A poco più di due settimane dal referendum il No è in consistente vantaggio nei sondaggi nonostante gli sforzi renziani in questi mille e uno giorni si siano concentrati sulla conquista del favore popolare in vista di questo importante appuntamento.
La sessione di bilancio ci consente di misurare le risorse messe a disposizione di bonus e mance e di cercare di capire dove questa politica neodemocristiana abbia fallito. Ad esempio, si può partire dalla madre di tutte le misure del renzismo: il bonus da 80 euro per i lavoratori dipendenti, confermato anche per 2017. Costa circa 10 miliardi di euro ogni anno e beneficia i redditi fino a 26mila euro annui lordi. Trattandosi di un benefit per redditi bassi, il provvedimento non ha avuto (e non poteva avere) un impatto decisivo.
La capacità di spesa dei percettori è aumentata di poco come testimonia l'andamento dei consumi e, soprattutto, il trend deflazionistico in corso. Ovvio che queste persone non votino in massa per il Sì non avendo osservato un netto miglioramento delle proprie condizioni. La questione degli sgravi per le famiglie (bonus future mamme e bonus asili nido) è la medesima: si tratta di 600 milioni distribuiti in base al reddito. Un sostegno utile, ma che modifica poco la condizione reddituale.
Analogo discorso per le imprese. Il taglio dell'Ires di 3,5 punti percentuali, pur costando 3 miliardi, impatterà su un'economia che continua a soffrire di bassa produttività e di bassa crescita. Nonostante l'incondizionato appoggio di Confindustria, occorre osservare che molte altre categorie produttive - a partire dal commercio preferirebbero che un uguale sforzo si concentrasse sull'Irpef proprio per incidere sulla propensione ai consumi.
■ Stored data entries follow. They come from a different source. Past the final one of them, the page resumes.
PR #57, opened 2024-09-06
[HALT] feat: Add create dedicated server data traffic notification setting

majidkarimizadeh:

PR #58, opened 2024-09-09
feat: add dedicated server data traffic notification setting resource

majidkarimizadeh:
@alrayyes 
This PR is just POC, we need to discuss it further within the team and see pros/cons of it.
other implementation with the current setup #57


imtiazPabel:
Missing `examples/resource/leaseweb_dedicated_server_data_traffic_notification_setting` directory

alrayyes:
@majidkarimizadeh Is this still a poc?

internal/provider/dedicated_server_data_traffic_notification_setting_resource.go
```diff
@@ -0,0 +1,236 @@
...
+	)
+}
+
+func (d *dataTrafficNotificationSettingResource) Configure(ctx context.Context, req resource.ConfigureRequest, resp *resource.ConfigureResponse) {
+	if req.ProviderData == nil {
+		return
+	}
+	configuration := dedicatedServer.NewConfiguration()
+
+	// TODO: Refactor this part, ProviderData can be managed directly, not within client.
```
imtiazPabel, line 63: I'm also not happy like you about this part and changes on the `client.go` and passing the `apiKey` on the resource/data source.

I tried to make a solution for that on my PR. May be, we can have a discussion, and figure it out.

examples/resources/leaseweb_dedicated_server_data_traffic_notification_setting/resource.tf
```diff
@@ -0,0 +1,7 @@
+# Manage example Dedicated server data traffic notification
+resource "leaseweb_dedicated_server_data_traffic_notification_setting" "example" {
+  server_id = "12345"
```
imtiazPabel, line 3: On the old implementation, the key was `dedicated_server_id`
If we use `server_id`, then I'm gonna change on my side as well, to be on the same page.

internal/provider/dedicated_server_data_traffic_notification_setting_resource.go
```diff
@@ -0,0 +1,236 @@
...
+					stringplanmodifier.UseStateForUnknown(),
+				},
+			},
+			"server_id": schema.StringAttribute{
+				Required: true,
+			},
+			"frequency": schema.StringAttribute{
+				Required: true,
+				Validators: []validator.String{
+					stringvalidator.OneOf([]string{"DAILY", "WEEKLY", "MONTHLY"}...),
```
imtiazPabel, line 106: First question, is the enum list available on GO SDK? 
If yes, then I think we should reference the list, instead of specifying explicitly. In that way, if some days, list modifies, we don't have to do anything.
If no, specifying the enum properly in `api-defination`, the list can be generate

internal/provider/dedicated_server_data_traffic_notification_setting_resource.go
```diff
@@ -0,0 +1,236 @@
...
+
+	opts := dedicatedServer.NewDataTrafficNotificationSettingOpts(
+		data.Frequency.ValueString(),
+		data.Threshold.ValueString(),
+		data.Unit.ValueString(),
+	)
+	request := d.client.CreateServerDataTrafficNotificationSetting(d.authContext(ctx), data.ServerId.ValueString()).DataTrafficNotificationSettingOpts(*opts)
+	result, _, err := request.Execute()
+	if err != nil {
+		resp.Diagnostics.AddError("Error creating data traffic notification setting", err.Error())
```
imtiazPabel, line 141: Would you like to pass at least the `server id` on message, so if there was multiple resource request, customer can understand which resource is making error.

internal/provider/dedicated_server_data_traffic_notification_setting_resource.go
majidkarimizadeh: yeah true, we'll fix it

internal/provider/dedicated_server_data_traffic_notification_setting_resource.go
majidkarimizadeh: we talked about it, we'll fix it later.

imtiazPabel (approved):

PR #62, opened 2024-09-11
feat: add dedicated server(s) data source

majidkarimizadeh:


examples/data-sources/leaseweb_dedicated_server/data-source.tf
```diff
@@ -0,0 +1,4 @@
+# List all Dedicated servers
+data "leaseweb_dedicated_server" "srv" {
+  id = "12345"
```
alrayyes, line 3: Is id a string int or a uuid? If the former, strange.

examples/data-sources/leaseweb_dedicated_servers/data-source.tf
```diff
@@ -1,2 +1,10 @@
 # List all Dedicated servers
-data "leaseweb_dedicated_servers" "all" {}
+data "leaseweb_dedicated_servers" "all" {
+  reference               = "test-reference"
```
alrayyes, line 3: In the other data sources, are only required options listed in the tf file, or required & optional? If I remember correctly only required, but I could be wrong. We should be consistent here whichever way we go.

Is it possible in terraform to include multiple data-source examples? That way we could do required & optional and have the best of both worlds. Thoughts?

internal/provider/dedicated_server_data_source.go
```diff
@@ -0,0 +1,323 @@
...
+
+	apiClient := dedicatedServer.NewAPIClient(configuration)
+	d.client = apiClient.DedicatedServerAPI
+}
+
+func (d *dedicatedServerDataSource) Metadata(ctx context.Context, req datasource.MetadataRequest, resp *datasource.MetadataResponse) {
+	resp.TypeName = req.ProviderTypeName + "_dedicated_server"
+}
+
+func (d *dedicatedServerDataSource) Read(ctx context.Context, req datasource.ReadRequest, resp *datasource.ReadResponse) {
```
alrayyes, line 102: I'm not a fan of putting everything in one file here. This especially makes code review more difficult than they need to be.

alrayyes: It's also more difficult for example to compare what's in the examples to what's in the schema.

alrayyes (changes requested):
I can't review this properly when everything is lumped into one file, especially on my little laptop screen :s

internal/provider/dedicated_server_data_source.go
majidkarimizadeh: @alrayyes for now we decided to continue with this format! we want to keep it simple, as much as possible!

examples/data-sources/leaseweb_dedicated_servers/data-source.tf
majidkarimizadeh: true, that was a mistake. fixed now

imtiazPabel (approved):

PR #63, opened 2024-09-11
feat: add import dedicated server

majidkarimizadeh:


internal/provider/dedicated_server_data_traffic_notification_setting_resource.go
```diff
@@ -205,7 +199,7 @@ func (d *dataTrafficNotificationSettingResource) Update(ctx context.Context, req
 		return
 	}
 
-	newData := resourceData{
+	newData := dataTrafficNotificationSettingResourceData{
```
alrayyes, line 202: Can we use a better file name here than `newData`?

internal/provider/dedicated_server_resource.go
```diff
@@ -0,0 +1,466 @@
...
+	_ resource.ResourceWithImportState = &dedicatedServerResource{}
+)
+
+type dedicatedServerResource struct {
+	// TODO: Refactor this part, apiKey shouldn't be here.
+	apiKey string
+	client dedicatedServer.DedicatedServerAPI
+}
+
+type dedicatedServerResourceData struct {
```
alrayyes, line 28: Can we split this up? Reviewing this is difficult.

alrayyes (changes requested):

PR #64, opened 2024-09-11
feat: implement dedicated_server_credential data source

imtiazPabel:


internal/core/shared/enum_utils/enum.go
```diff
@@ -69,3 +69,22 @@ func ConvertStringEnumToValues[T fmt.Stringer](enumValues []T) []string {
 
 	return values
 }
+
+// ConvertStringSliceToValues expect any type of slice those are eventually string and return an slice of simple string.
+func ConvertStringSliceToValues[T ~string](enumValues []T) []string {
```
alrayyes, line 74: Nice. Can you check the existing enums to see where this code is duplicated so they all use the new convert functions?

internal/core/shared/enum_utils/enum_test.go
```diff
@@ -156,3 +156,24 @@ func ExampleConvertStringEnumToValues() {
 	fmt.Println(values)
 	// Output: [firstValue secondValue]
 }
+
+func TestConvertStringSliceToValues(t *testing.T) {
```
alrayyes, line 160: As these are exported functions it would be nice to have some example tests for the documentation. See any tests function that has an `Example` prefix.

internal/provider/dedicated_server_credential_data_source.go
```diff
@@ -0,0 +1,98 @@
...
+	Username          types.String `tfsdk:"username"`
+	Password          types.String `tfsdk:"password"`
+	Type              types.String `tfsdk:"type"`
+}
+
+func (d *dataSource) Metadata(_ context.Context, req datasource.MetadataRequest, resp *datasource.MetadataResponse) {
+	resp.TypeName = req.ProviderTypeName + "_dedicated_server_credential"
+}
+
+func (d *dataSource) Schema(_ context.Context, _ datasource.SchemaRequest, resp *datasource.SchemaResponse) {
```
alrayyes, line 36: Can this be split up? Makes reviewing so much easier. Now I have to scan this whole file every time I want to compare code here to code in other files.

alrayyes (changes requested):
Please split up the files so I can review this properly on my teeny tiny laptop screen :p

internal/provider/dedicated_server_credential_data_source.go
```diff
@@ -0,0 +1,134 @@
...
+	_ datasource.DataSourceWithConfigure = &dataSource{}
+)
+
+type dataSource struct {
+	// TODO: Refactor this part, apiKey shouldn't be here.
+	apiKey string
+	client dedicatedServer.DedicatedServerAPI
+}
+
+type model struct {
```
majidkarimizadeh, line 27: since we are in the same package, we might need to be careful about these variables names, now it's fine but we can make it more specific.

majidkarimizadeh (approved):

arunvarghe (approved):

internal/provider/dedicated_server_credential_data_source.go
imtiazPabel: We are on a team agreement to do those things later.

internal/provider/dedicated_server_credential_data_source.go
imtiazPabel: You are right, I will change it on my next PR

PR #71, opened 2024-09-12
Revert leaseweb token back to leaseweb api token

mssiebelink:
Revert leaseweb token back to leaseweb api token
Improve Documentation


examples/provider/multiple_providers.tf
```diff
@@ -0,0 +1,28 @@
...
+    leaseweb = {
+      version = "0.3.3"
+      source  = "leaseweb/leaseweb"
+    }
+  }
+}
+
+provider "leaseweb" {
+  alias     = "nl"
+  api_token = "527070ca-8449-4f06-b609-ec6797bd8222"
```
imtiazPabel, line 12: Instead of version `0.3.3` we can specify some newer version as example, and it's now `token` instead of `api_token`

alrayyes (changes requested):
Make sure to enable linting by installing git hooks (`pnpm i`). It's a good idea to squash the commits into one that implements convention commit standard. Ie: `refactor!: rename api_token to leaseweb_api_token`. The `!` designates a breaking change.  See https://www.conventionalcommits.org/en/v1.0.0/ for the ful specs.

PR #73, opened 2024-09-17
feat: add dedicated server credential resource

majidkarimizadeh:


arunvarghe (approved):

internal/provider/dedicated_server_credential_resource.go
```diff
@@ -0,0 +1,247 @@
...
+}
+
+func (d *credentialResource) Schema(
+	_ context.Context,
+	_ resource.SchemaRequest,
+	resp *resource.SchemaResponse,
+) {
+	resp.Schema = schema.Schema{
+		Attributes: map[string]schema.Attribute{
+			"dedicated_server_id": schema.StringAttribute{
```
imtiazPabel, line 90: I believe for `server_id, username, type` should implement `RequiresReplace`. You can also check the legacy, at that time it was `ForceNew`

https://developer.hashicorp.com/terraform/plugin/framework/migrating/attributes-blocks/force-new

internal/provider/dedicated_server_credential_resource.go
```diff
@@ -0,0 +1,247 @@
...
+		data.Password.ValueString(),
+		data.Type.ValueString(),
+		data.Username.ValueString(),
+	)
+	request := d.client.CreateServerCredential(d.authContext(ctx), data.DedicatedServerId.ValueString()).CreateServerCredentialOpts(*opts)
+	result, _, err := request.Execute()
+	if err != nil {
+		resp.Diagnostics.AddError(
+			fmt.Sprintf(
+				"Error creating credential for dedicated_server_id: %q",
```
imtiazPabel, line 131: Can you also mention the `username & server id`, as you did for other methods?

internal/provider/dedicated_server_credential_resource.go
majidkarimizadeh: Coooooool, in fact, I was looking for this! thanks

internal/provider/dedicated_server_credential_resource.go
```diff
@@ -0,0 +1,247 @@
...
+	"github.com/leaseweb/leaseweb-go-sdk/dedicatedServer"
+	"github.com/leaseweb/terraform-provider-leaseweb/internal/provider/client"
+)
+
+var (
+	_ resource.Resource              = &credentialResource{}
+	_ resource.ResourceWithConfigure = &credentialResource{}
+)
+
+type credentialResource struct {
```
imtiazPabel, line 22: Not a deal breaker. 

`credentialResource` perhaps brings confusion, since we have also credential domain for `publicCloud`.
https://developer.leaseweb.com/api-docs/publiccloud_v1.html#tag/Credentials/operation/getCredentialList

Adding `dedicatedServer` in prefix, could be a solution, as we did for rest.

imtiazPabel (approved):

Ma le risorse sono limitate e il governo Renzi ha già deciso di spendere 2 miliardi all'anno per le pensioni: una parte per estendere la quattordicesima e un'altra per l'anticipo pensionistico gratuito. Se a questo aggiungiamo i 2 miliardi in più stanziati per il Fondo sanitario nazionale nel 2017 e i 130 milioni per accompagnare all'uscita i bancari tramite il Fondo esuberi, si capisce bene come l'unica categoria soddisfatta di Renzi e pronta a votare Sì siano gli over 65 che appaiono come i più tutelati da queste politiche.
Non va meglio per gli statali che, di certo, non sono rimasti a bocca asciutta. Con la «Buona scuola» si sono garantite assunzioni in massa di docenti precari e di nuovi insegnanti. Il costo è di 3 miliardi ai quali aggiungere gli 1,9 miliardi per il settore pubblico stanziati per il 2017. Tenuto conto che una buona parte è destinata, giustamente, alle esigenze degli organici delle forze dell'Ordine (Vigili del fuoco compresi), per i rinnovi contrattuali fermi da 7 anni rimangono poco meno di 700 milioni, circa 20 euro a testa per dipendente. È chiaro che simili aumenti producono soprattutto insoddisfazione. Un po' come l'abolizione di Imu e Tasi sulla prima casa, che è costata circa 4 miliardi. Chi ha un immobile di proprietà è sollevato, chi ne ha più di uno finisce nelle grinfie dei sindaci che in molti casi si rifanno su quelle ritoccando le aliquote all'insù.
Se la principale preoccupazione degli italiani è il lavoro, poca cosa possono fare misure palliative come il dirottamento di 730 milioni di Fondi europei per una proroga delle decontribuzioni per i neoassunti al Sud. E non sono certo 300 milioni per il bonus da 500 euro per i neodiciottenni che possono cambiare la partita. Renzi sta scoprendo adesso che aumentare deficit e debito per elargire mance non gli giova in chiave referendaria. Il problema è che a pagare il conto dovremo pensarci un po' tutti, prima o poi.